NEW YORK – Drivers will get the slightest of breaks on gasoline prices this summer, according to the Energy Department.

The national average price is forecast to fall – by just one cent – to $3.57 a gallon between April and September, the months when Americans do most of their driving.

Still, that would be the lowest average summer price since 2010.

For the year, the department’s Energy Information Administration expects gasoline to average $3.45 a gallon, down from $3.51 last year and also the lowest since 2010.

World demand for oil is growing, but supplies are growing faster than demand because of higher production in the U.S., Canada and elsewhere. That will keep a lid on the price of crude and gasoline.

The price of Brent crude, a benchmark used to price oil used by many U.S. refineries and the most important factor in gasoline prices, is forecast to fall 4 percent this year.

U.S. drivers are expected to burn slightly more gasoline than they did last year, according to the EIA. More people will drive more miles as the economy gradually improves, but they are driving more fuel-efficient cars. That will prevent gasoline demand from rising as fast as the number of miles driven.
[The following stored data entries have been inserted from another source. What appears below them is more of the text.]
PR #109, opened 2022-06-15
Build deps as user

tfalders:
Also removes boost as a dependency and build step.


install.sh
```diff
@@ -481,9 +481,9 @@ if [[ "${install_dependencies}" == true ]]; then
   pushd .
     printf "\033[32mBuilding \033[33mgoogletest & lapack\033[32m from source; installing into \033[33m/usr/local\033[0m\n"
     mkdir -p ${build_dir}/deps && cd ${build_dir}/deps
-    ${cmake_executable} -DCMAKE_INSTALL_PREFIX=deps-install -DBUILD_BOOST=OFF ../../deps
-    make -j$(nproc)
-    make install
+    ${cmake_executable} -DCMAKE_INSTALL_PREFIX=deps-install ../../deps
+    make build_deps
```
cgmb, line 485: This is so slow compared to my solution in https://github.com/ROCmSoftwarePlatform/rocSOLVER/pull/438.

deps/CMakeLists.txt
```diff
@@ -74,9 +68,14 @@ if( POLICY CMP0037 )
...
+add_custom_target( build_deps
   ${gtest_custom_target}
   ${lapack_custom_target}
   DEPENDS ${hipsolver_dependencies}
 )
+
+add_custom_target( install_deps
+  ${gtest_install_target}
+  ${lapack_install_target}
+  DEPENDS ${build_deps}
```
cgmb, line 80: I didn't notice when I reviewed the rocblas code, but this doesn't make sense. `build_deps` is not a variable. It's a target name. I think `${build_deps}` evaluates to the empty string.

install.sh
```diff
@@ -481,9 +481,9 @@ if [[ "${install_dependencies}" == true ]]; then
   pushd .
     printf "\033[32mBuilding \033[33mgoogletest & lapack\033[32m from source; installing into \033[33m/usr/local\033[0m\n"
```
cgmb, line 482: This status message is wrong.

docs/source/userguide_install.rst
```diff
@@ -78,7 +78,7 @@ the ``CMAKE_PREFIX_PATH`` definition. The following is a sequence of steps to bu
 
     mkdir -p <HIPSOLVER_BUILD_DIR_PATH>/release/deps
     cd <HIPSOLVER_BUILD_DIR_PATH>/release/deps
-    cmake -DBUILD_BOOST=OFF <HIPSOLVER_SOURCE_PATH>/deps   #assuming boost is installed through package manager as above
+    cmake <HIPSOLVER_SOURCE_PATH>/deps
```
cgmb, line 81: Good catch. I suspect I forgot the docs on rocSOLVER.

cgmb (commented):
I made this exact change for rocSOLVER, then decided I wasn't satisfied with it and created https://github.com/ROCmSoftwarePlatform/rocSOLVER/pull/438 instead.

tfalders:
> I made this exact change for rocSOLVER, then decided I wasn't satisfied with it and created [ROCmSoftwarePlatform/rocSOLVER#438](https://github.com/ROCmSoftwarePlatform/rocSOLVER/pull/438) instead.

I mostly made this change to help me build on a machine with no admin access and the dependencies not installed, so I'm happy to cancel it if you think there's a better approach. One thing that would be nice to have eventually is the ability to build hipSOLVER (rocSOLVER too) and its dependencies without sudo access. Maybe in that case we only install the dependencies if the `-i` flag is passed.

cgmb:
I didn't notice before but hipSOLVER _already_ builds its deps as user. rocBLAS and rocSOLVER had this problem because they need sudo to install their dependencies into `/usr/local`, but hipSOLVER installs its dependencies into `build/deps/deps-install` and thus doesn't use sudo.

In [rocSOLVER's install.sh](https://github.com/ROCmSoftwarePlatform/rocSOLVER/blob/53074d63a79fa6b9f36acff30dab7bb433cf0ef5/install.sh#L499), the build is done with `elevate_if_not_root make install`.
In [hipSOLVER's install.sh](https://github.com/ROCmSoftwarePlatform/hipSOLVER/blob/6990a56a08c71575d804772f4a02cd044c24ab1e/install.sh#L486), the build is done with `make install`.

> One thing that would be nice to have eventually is the ability to build hipSOLVER (rocSOLVER too) and its dependencies without sudo access.

You should definitely give Spack a try. It serves exactly that purpose and does the job better than anything we might put in our install script.

```
sudo apt install git python3 build-essential gfortran cmake
git clone -b v0.18.0 https://github.com/spack/spack.git
. spack/share/spack/setup-env.sh
spack external find cmake
spack install fmt netlib-lapack googletest
spack load fmt netlib-lapack googletest
./install.sh -c
```

tfalders:
I'm closing this PR because it sounds like it's not necessary and an alternative solution would be desired anyway.

PR #111, opened 2022-06-20
Added sygvdx

tfalders:
Adds sygvdx to hipSOLVER. Like with syevdx, this is going into the compatibility API only, pending an implementation of divide-and-conquer partial eigensolvers.


jzuniga-amd (approved):
LGTM

cgmb (approved):

PR #118, opened 2022-07-25
Add const qualification for compatibility with cuSolver

qjojo:
This adds const qualifiers to the arguments of the hipsolverDn* functions to make the headers more interchangeable with the corresponding cuSolver ones. The const qualification gets removed by const_cast<> once inside hipSolver to impose a limit on the scope of this change, fully propagating everything down all the way wouldn't improve the correctness of hipSolver code and would be a massive undertaking, especially since this is meant as a hotfix.

As a side effect of having run clang-format manually, some functions have been rearranged within the headers as well.


qjojo:
The relevant cuSolver header is cuSolverDn.h

cgmb (commented):
> fully propagating everything down all the way wouldn't improve the correctness of hipSolver code

If you aren't fully propagating it, then the compiler can't verify the correctness. It's true that if all the called functions are effectively `const` despite not being marked as such, then propagating the `const` won't meaningfully change anything. The value is entirely in catching mistakes.

However, if the compiler is not verifying the correctness, then the onus is instead put upon us as developers to do so. If verifying the correctness via inspection is the simplest method, that's fine. Somebody just has to take on that responsibility and do that work.

qjojo:
@cgmb True, but since this is meant as a compatibility hotfix for master and not new development, I think it's probably best to do this for now, and then we can look at applying const qualification throughout the whole codebase for a future version.

tfalders (approved):
This is a good first step and should address the immediate issue. That said, I would like us to get the change fully propagated to the regular API as another hotfix, so that we don't introduce a divergence between the regular and compatibility APIs that lasts a whole release. Plus, most of the `consts` are on pointer arguments to the bufferSize methods, which are all ignored on the rocSOLVER side, meaning most of the `const_casts` won't be necessary.

jzuniga-amd (approved):
LGTM. I agree with Troy.

cgmb (approved):
If Juan and Troy are confident the implementations of these functions are indeed `const`, then that's good enough for me.

> I would like us to get the change fully propagated to the regular API as another hotfix, so that we don't introduce a divergence between the regular and compatibility APIs that lasts a whole release.

I also agree with this. There's only a handful of compatibility API functions that are actually different from the original hipSOLVER APIs. It would be good to preserve that property.

tfalders:
I will force the merge, since the CI failure seems unrelated to this PR.

PR #119, opened 2022-07-28
Various fixes for rectangular gesvdj

tfalders:
This PR hotfixes various issues with gesvdj, mostly related to non-square matrices and the economy size option.

1. Testing code fixes: Under the current testing code when economy size is enabled, V will be allocated as a `min(m,n)*n` matrix with `ldv >= min(m,n)` and U is allocated as `m*m`. This is incorrect. Since gesvdj returns V and not V^H (unlike gesvd), it should actually be a `n*min(m,n)` matrix with `ldv >= n`. Also, we can allocate U as a `m*min(m,n)` matrix instead to save memory.

2. gesvdj_bufferSize fixes: Current code will cause bufferSize to return an error if `ldv < n`, even if V is not required. Also, it's allocating too much workspace by passing `ldv >= n` to rocsolver_gesvd instead of `ldv >= min(m,n)`. I'm cutting down on the amount of workspace needed when economy size is enabled by using rocsolver_gesvd's overwrite functionality, meaning V^H will overwrite A instead of a temporary workspace array, which we can then transpose using rocblas_geam.

3. gesvdj fixes: I mistakenly used `rocblas_operation_none` for the second matrix op in the rocblas_geam calls (figuring it would be ignored), which causes gesvdj to return an error when `m < n`. Other changes to gesvdj are designed to use the overwrite functionality when economy size is enabled.

### DIFF
--- a/CHANGELOG.md
+++ b/CHANGELOG.md
@@ -25,9 +25,12 @@ Full documentation for hipSOLVER is available at [hipsolver.readthedocs.io](http
 
 ### Changed
 - The rocSOLVER backend will now set `info` to zero if rocSOLVER does not reference `info`. (Applies to orgbr/ungbr, orgqr/ungqr, orgtr/ungtr, ormqr/unmqr, ormtr/unmtr, gebrd, geqrf, getrs, potrs, and sytrd/hetrd).
+- gesvdj will no longer require extra workspace to transpose `V` when `jobz` is `HIPSOLVER_EIG_MODE_VECTOR` and `econ` is 1.
 
 ### Fixed
 - Fixed Fortran return value declarations within hipsolver_module.f90
+- Fixed gesvdj_bufferSize returning `HIPSOLVER_STATUS_INVALID_VALUE` when `jobz` is `HIPSOLVER_EIG_MODE_NOVECTOR` and 1 <= `ldv` < `n`
+- Fixed gesvdj returning `HIPSOLVER_STATUS_INVALID_VALUE` when `jobz` is `HIPSOLVER_EIG_MODE_VECTOR`, `econ` is 1, and `m` < `n`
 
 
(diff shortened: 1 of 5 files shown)


jzuniga-amd (commented):
It looks good Troy!
I only found something that seemed weird to me; I don't remember why we left it the way it is, or maybe it is an error that we should correct:
Why do we add the size of array E (or rwork) to the internal workspace?
E/rwork is user provided (in both libraries, cuSOLVER and rocSOLVER); if it is not provided rocSOLVER returns an error and hipSOLVER should too! 
I don't  see why we are managing E as part of the internal workspace. Have we discussed this before?

tfalders:
> E/rwork is user provided (in both libraries, cuSOLVER and rocSOLVER)

I'm not sure what you mean. E/rwork is provided as an argument to cuSOLVER's version of gesvd, but not to its version of gesvdj.

jzuniga-amd:
Yeah, sorry I forgot to mention, this is for gesvd! (I just noticed reviewing this PR :) 

If E/rwork is user provided in cuSOLVER and rocSOLVER, why did we decide to manage E as part of the internal workspace on the rocSOLVER side?

tfalders:
> Yeah, sorry I forgot to mention, this is for gesvd! (I just noticed it reviewing this PR :)

Ah, I see! IIRC, we used to have gesvd always using the user provided rwork, but then a defect was reported because apparently cuSOLVER allows rwork to be null. I had to ensure that we always have enough extra workspace for rwork in case it is provided as null.

jzuniga-amd:
Oh yes, I think I remember now. Sounds good then.

jzuniga-amd (approved):
LGTM

cgmb (approved):
I won't be able to review this in detail, but it looks reasonable.

qjojo:
LGTM

qjojo (approved):

PR #120, opened 2022-08-03
Copyright update

qjojo:
Update copyright messages to be compliant with other ROCm libraries.


tfalders (approved):

clients/benchmarks/client.cpp
```diff
@@ -1,5 +1,24 @@
 /* ************************************************************************
- * Copyright 2020-2022 Advanced Micro Devices, Inc.
+ * Copyright 2020-2022 Advanced Micro Devices, Inc. All rights reserved.
```
cgmb, line 2: Shouldn't there be a `(C)` in here somewhere?

rtest.py
```diff
@@ -1,5 +1,23 @@
...
+copies or substantial portions of the Software.
+
+THE SOFTWARE IS PROVIDED "AS IS", WITHOUT WARRANTY OF ANY KIND, EXPRESS OR IM-
+PLIED, INCLUDING BUT NOT LIMITED TO THE WARRANTIES OF MERCHANTABILITY, FITNESS
+FOR A PARTICULAR PURPOSE AND NONINFRINGEMENT. IN NO EVENT SHALL THE AUTHORS OR
+COPYRIGHT HOLDERS BE LIABLE FOR ANY CLAIM, DAMAGES OR OTHER LIABILITY, WHETHER
+IN AN ACTION OF CONTRACT, TORT OR OTHERWISE, ARISING FROM, OUT OF OR IN CONNE-
+CTION WITH THE SOFTWARE OR THE USE OR OTHER DEALINGS IN THE SOFTWARE.
+
 Run tests on build"""
```
cgmb, line 21: I know that's how it was before... but why are we putting the license in the file's docstring? I haven't seen any other projects that put the copyright information in the docstring. I only did a quick survey of other projects, but thus far I've only found the license info in comments (e.g., [PySide](https://code.qt.io/cgit/pyside/pyside-setup.git/tree/sources/pyside-tools/project.py)).

qjojo: I think it's just an ergonomics thing, since python doesn't have multi line comments and this saves putting a # on each line. The [top few google results](https://stackoverflow.com/questions/7696924/how-do-i-create-multiline-comments-in-python) mention doing multi line comments this way.

cgmb: That's true. From the BDFL himself:

> Python tip: You can use multi-line strings as multi-line comments. Unless used as docstrings, they generate no code! :-)

This is, however, the file's docstring. The contents of that string will be loaded into the `__doc__` variable at runtime and can be printed with `help('rtest')`.

Does it matter? No, not really. We can do what we want and it's just a minor stylistic matter.

See also [PEP 257 - Docstring Conventions](https://peps.python.org/pep-0257/), which suggests a style convention for docstrings in scripts... but we're not going to put enough time into these scripts to really follow that to the letter anyway.

jzuniga-amd (approved):

qjojo:
Closing in favor of #121

PR #121, opened 2022-08-04
Update copyright information

qjojo:
Same as #120 but for master


tfalders:
If this is the same as #120, then I propose we close #120 and merge this instead. Then we merge master into develop.

jzuniga-amd:
Yes, if this is a hotfix required for 5.3 (master), then this is the expected procedure.

qjojo:
Reopening since we are going forward with this over #120

cgmb:
Note that you can always change the target branch of a PR using the Edit button. Pretty much the only thing you can't change is the source branch.

jzuniga-amd:
If this is a requirement from legal, I think some inconsistencies should be addressed/discussed:
1. I guess the Copyright legend is required to be added to all "code" files (cpp, hpp, etc.) So, why are `potrs_gtest.cpp`, `syevd_heevd_gtest.cpp`, `error_macros.hpp`, and `exceptions.hpp` not updated?
2. What about Fortran code? `hipsolver_module.f90` and `hipsolver_fortran.f90` are not updated either.
3. The python scripts `rmake.py` and `rtest.py` are only for users to build/install the library. If we update them, shouldn't we add the copyright notice to the `install.sh` script as well?

qjojo:
Added the missed fortran files and headers @jzuniga-amd mentioned. I left the comments out of install.sh since that's how rocBLAS is right now: comments in C++, python, and Fortran files but not the install.sh script.

jzuniga-amd:
`clients/gtest/syevd_heevd_gtest.cpp` and `library/src/include/exceptions.hpp` are still missing.

Is there any substantial reason to not update `install.sh` (other than that other libraries have not)? To me, one of the important parts of the copyright legend is the "software is provided as is..." `install.sh` provides software to assist users in the installation process (the same as `rmake.py`) so I think is important it has the legend. 

For the same reasons, I think we should also update the sample codes in `clients/samples/example_basic.c` and `clients/samples/example_basic.cpp`

qjojo:
I just went ahead and added the message to install.sh as well, I think @jzuniga-amd 's reasoning makes sense for including it. I also added it to our CMake scripts since rocBLAS does that as well, they are code after all.

jzuniga-amd (approved):
LGTM.
If we are updating the Cmake files as well, you need to add the main one too `./CMakeLists.txt`

clients/CMakeLists.txt
```diff
@@ -1,5 +1,23 @@
 # ########################################################################
-# Copyright 2016-2022 Advanced Micro Devices, Inc.
+# Copyright 2016-2022 Advanced Micro Devices, Inc. All rights reserved.
```
cgmb, line 2: Doesn't the template use `Copyright (C)`?

cgmb (changes requested):

tfalders (approved):

clients/CMakeLists.txt
qjojo: It does... I just noticed that clang-format is removing it. Is that intentional?

qjojo: Sorry, not clang format. The perl snippet in the pre-commit script that manages copyright dates didn't have a (C) in the replacement string so it was disappearing during commit.

`/usr/bin/perl -pi -e 'INIT { exit 1 if !-f $ARGV[0] || -B $ARGV[0]; $year = (localtime)[5] + 1900 }
            s/^([*\/#[:space:]]*)Copyright\s+(?:\(C\)\s*)?(\d+)(?:\s*-\s*\d+)?/qq($1Copyright $2@{[$year != $2 ? "-$year" : ""]})/ie
            if $. < 10' "$file" && git add -u "$file"`

Fixed so it won't do that anymore.

`/usr/bin/perl -pi -e 'INIT { exit 1 if !-f $ARGV[0] || -B $ARGV[0]; $year = (localtime)[5] + 1900 }
            s/^([*\/#[:space:]]*)Copyright\s+(?:\(C\)\s*)?(\d+)(?:\s*-\s*\d+)?/qq($1Copyright \(C\) $2@{[$year != $2 ? "-$year" : ""]})/ie
            if $. < 10' "$file" && git add -u "$file"`

cgmb: Correct. Updating that script is a necessary part of this change.

cgmb:
Your updated change looks good in principle, but I'm not going to have a chance to go through it in detail. As such, I've dismissed my review.

PR #10, opened 2021-08-30
Correct bounding box calculation for drilled slot.

eyal0:
The conversion of units was done in the wrong place leading to the bounding box to be incorrect.  This fixes it.

Also, an em-dash was used instead of a minus character in the file, causing the file to not be ASCII.

### DIFF
--- a/src/drill.c
+++ b/src/drill.c
@@ -480,6 +480,12 @@ parse_drillfile(gerb_file_t *fd, gerbv_HID_Attribute *attr_list, int n_attr, int
 		curr_net->stop_x = state->curr_x;
 		curr_net->stop_y = state->curr_y;
 
+		if (state->unit == GERBV_UNIT_MM) {
+		    /* Convert to inches -- internal units */
+		    curr_net->stop_x /= 25.4;
+		    curr_net->stop_y /= 25.4;
+		}
+
 		r = image->aperture[state->current_tool]->parameter[0]/2;
 
 		/* Update boundingBox with drilled slot stop_x,y coords */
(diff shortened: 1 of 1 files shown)


ooxi:
Thank you very much for your pull request @eyal0! I have already merged the ASCII fix in 17b9cb6389cfea394a56f3e8e441e69d6cea5b01.

I have already seen your patch regarding the wrong calculation and I think you are right. Nevertheless, could you provide a test file where I can verify the problem? That would be great :-)

eyal0:
Sure, no problem!  It's good that you ask!  Here's a file that you can try:

```
M48
;DRILL file {KiCad 4.0.4+e1-6308~48~ubuntu14.04.1-stable} date Thu Nov 10 21:17:09 2016
;FORMAT={-:-/ absolute / metric / decimal}
FMAT,2
METRIC,TZ
T1C0.400
T2C1.001
T3C3.000
T4C4.000
%
G90
G05
M71
T1
X86.36Y-72.39
X86.36Y-80.55
X86.36Y-82.55
X86.36Y-84.55
X88.86Y-72.39
X113.07Y-72.39
X114.3Y-80.55
X114.3Y-82.55
X114.3Y-84.55
X115.57Y-72.39
T2
X82.55Y-64.77
X82.55Y-74.93
X92.71Y-64.77
X92.71Y-74.93
X95.25Y-83.82
X97.79Y-83.82
X102.87Y-83.82
X105.41Y-83.82
X109.22Y-64.77
X109.22Y-74.93
X119.38Y-64.77
X119.38Y-74.93
T2
X96.901Y-65.701G85X96.901Y-67.7
G05
X102.599Y-63.701G85X100.601Y-63.701
G05
T3
X102.599Y-69.7G85X100.601Y-60.7
G05
T0
M30
```

When I open it in `gerbv` with the patch installed, I see this:

good result

Without the patch:

bad result

Notice how the ruler around the image is different.  This is because gerbv has incorrectly calculated the correct bounding box.  This error also shows up in the bounding box that is reported by `libgerbv` if you use it as a library without the viewer.

I hope that makes sense!  Let me know if you need more info.

PR #12, opened 2021-08-30
Set the aperature earlier

eyal0:
If we never enter the loop on line 1128 then the test on line 1231 is examining a variable which has never been initialized.  This is undefined behavior and was caught by valgrind.

This fixes the following valgrind error:

```
==44371== Conditional jump or move depends on uninitialised value(s)
==44371==    at 0x4053E9A: drill_parse_T_code (drill.c:1232)
==44371==    by 0x4052F17: parse_drillfile (drill.c:782)
==44371==    by 0x4066BCB: gerbv_open_image (gerbv.c:532)
==44371==    by 0x4065E4F: gerbv_open_layer_from_filename (gerbv.c:230)
==44371==    by 0x210C71: GerberImporter::load_file(std::__cxx11::basic_string<char, std::char_traits<char>
==44371==    by 0x3E4E23: do_pcb2gcode(int, char const**) (main.cpp:343)
==44371==    by 0x1DDF22: main (main.cpp:409)
```

### DIFF
--- a/src/drill.c
+++ b/src/drill.c
@@ -1119,6 +1119,7 @@ drill_parse_T_code(gerb_file_t *fd, drill_state_t *state,
 
     /* Set the current tool to the correct one */
     state->current_tool = tool_num;
+    apert = image->aperture[tool_num];
 
     /* Check for a size definition */
     temp = gerb_fgetc(fd);
@@ -1155,7 +1156,6 @@ drill_parse_T_code(gerb_file_t *fd, drill_state_t *state,
 			    "at line %ld in file \"%s\""),
 			    size, tool_num, file_line, fd->filename);
 	    } else {
-		apert = image->aperture[tool_num];
 		if (apert != NULL) {
 		    /* allow a redefine of a tool only if the new definition is exactly the same.
 		     * This avoid lots of spurious complaints with the output of some cad


ooxi:
Thank you very much for your PR @eyal0!

Could you describe why we set `apert` to `image->aperture[tool_num];` instead of `NULL`? Unfortunately I'm not overly familiar with the parsing code but it seems like we should set `apert` only for specific conditions (like `temp` was `'C'`) and have cleanup code if that condition was never reached.

eyal0:
So that `apert` is always a cached copy of `image->aperture[tool_num]`.  It makes it easier to insert more code into that function.  For example, if later on someone wants to put some code before the for loop that looks at `apert` and tries to do something with it then they'll again need to fix this.  With this patch, `apert` is available and in sync with `tool_num` as soon as possible.

I think that it's a nicer solution than just setting to `NULL` to dodge a valgrind error.  Setting to `NULL` to dodge a valgrind error just hides bad programming instead of fixing bad programming!

I think that the result would be the same either way.  Up to you!

eyal0:
Also, if you set to `NULL`, you can't delete line 1158.  Even worse, if someone wants to implement the cases on line 2015, not only can you not delete line 1158, you will need to copy line 1158 to line 2015.  Potentially you will need to copy that line 1158 to all the cases!  Better to just do it once at the top.

ooxi:
Since you are much more familiar with the source code, I'm inclined to trust your judgement :-)

Nevertheless, shouldn't we also delete [Line 1229-1259](https://github.com/gerbv/gerbv/blob/main/src/drill.c#L1229-L1259) if we set `apert` to `image->aperture[tool_num]` since it cannot be `NULL` now? Or is it possible for `image->aperture[tool_num]` to be `NULL`, too?

ooxi:
Thank you for taking your time @eyal0, I didn't grasp the logic of `drill_parse_T_code` at first! Merged as `425d48da0bdb0de3d576658afec21d0f523ae9dd`.

eyal0:
It can still be null, as you noticed. The tools start as an array of NULLs and as they are defined, they are malloc'd.

ooxi:
Thank you very much @eyal0 for providing those excellent steps to reproduce the issue. Your patch was merged into master.

As discussed via mail, I'm very glad that you are willing to act as comaintainer and help out with pull request analysis.

PR #17, opened 2021-09-03
ci: Build and test

### LINKED ISSUE #16: Add run_tests.sh to the CI
We should be running tests in CI after the build.

This issue can't be fixed until #15 is fixed.

eyal0:
Build and test the code as part of CI.

This fixes #16

### DIFF
--- a/.github/workflows/ci.yaml
+++ b/.github/workflows/ci.yaml
@@ -17,6 +17,23 @@ jobs:
     steps:
     - uses: actions/checkout@v2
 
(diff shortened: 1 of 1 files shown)


ooxi:
How about we run the tests, but do not fail the build? There seems to be [continue-on-error](https://docs.github.com/en/actions/reference/workflow-syntax-for-github-actions#jobsjob_idcontinue-on-error) but as far as I understand, it's only available on the job level, not the step level.

PR #20, opened 2021-09-13
apply of '#81 Fix casting pointer to different size integer'

efa:
apply of '#81 Fix casting pointer to different size integer'
https://sourceforge.net/p/gerbv/patches/81/
as opening a .gvp file on Windows always crash

This and the next one are necessary to work on Windows too.
Follow the PR for #77 Fix double-freeing memory

### DIFF
--- a/src/scheme.c
+++ b/src/scheme.c
@@ -568,7 +568,7 @@ static int alloc_cellseg(scheme *sc, int n) {
      char *cp;
      long i;
      int k;
-     unsigned int adj=ADJ;
+     uintptr_t adj=ADJ;
 
      if(adj<sizeof(struct cell)) {
        adj=sizeof(struct cell);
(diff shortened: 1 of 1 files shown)


efa:
'size_t' has the same size of 'uintptr_t' on all 32 and 64-bit systems I know, and it is still unsigned, but it is certainly better suite for a size like adj=sizeof()

ooxi:
Thank you very much @efa for providing this patch! I have reintegrated your commit 71c623c158aae3ef45b6698032314037c277c3a5 as 26c90bd6fe153c09cb32fdb50ec1ca2078a22151 (added `stddef.h` include) in pull request #23

eyal0:
Add a static_assert that the sizeof one is equal to the sizeof the other and then you will never have a question about whether or not the size is right. The compiler will tell you the answer with no effort.

It's nice when the computer can enforce rules for us.

PR #21, opened 2021-09-13
Double free

efa:
apply of '#77 Fix double-freeing memory', only the part that was not already applyed:
https://sourceforge.net/p/gerbv/patches/77/
as opening 2nd or 3th .gvp file on Windows crash

### DIFF
--- a/src/callbacks.c
+++ b/src/callbacks.c
@@ -199,7 +199,7 @@ void open_project(char *project_filename)
 
 	/* Update the last folder */
 	g_free (mainProject->path);
-	mainProject->path = project_filename;
+	mainProject->path = g_strdup(project_filename);
 
 	gerbv_unload_all_layers (mainProject);
 	main_open_project_from_filename (mainProject, project_filename);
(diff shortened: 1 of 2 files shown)


ooxi:
adf73ec56007197b27f6143e72a13978156212bb looks very promising! I don't quite understand how that worked before, since C doesn't support default arguments. What was used as free function before?

Was this sufficient to get loading projects working on windows for you? :-)

efa:
> I don't quite understand how that worked before, since C doesn't support default arguments. What was used as free function before?

I think here that was some GTK interface that was deprecated/changed, and source was not updated till now.

> Was this sufficient to get loading projects working on windows for you? :-)

this patch solve the loading of 2nd and next gvp files.
To load the first .gvp file need the https://github.com/gerbv/gerbv/pull/20

ooxi:
Thank you very much for testing this @efa! I reintegrated your commit adf73ec56007197b27f6143e72a13978156212bb as a96b46c7249e97e950d860790b84bcdba2368f57 in pull request #24

PR #25, opened 2021-09-17
static_assert that casting a pointer to size_t is valid

eyal0:


ooxi:
Thank you @eyal0, this should help against reintroducing a bug similar to [#81: Fix casting pointer to different size integer](https://sourceforge.net/p/gerbv/patches/81/) in the future!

EIA Administrator Adam Sieminski warned in a conference call with reporters Tuesday that unexpected factors such as refinery outages, pipeline problems or geopolitical events that disrupt crude flows could send prices quickly higher.

The sudden return of supplies could also send prices lower. The average price of gasoline last summer was five cents lower than what EIA had forecast last spring.

Sieminski said that the amount of oil kept out of the market because of political unrest and logistical factors around the world is far higher now than in the past. Turmoil in Libya, Sudan and elsewhere is keeping about 2.5 million barrels per day of oil off the market, about 3 percent of world demand, up from 500,000 barrels historically, he said.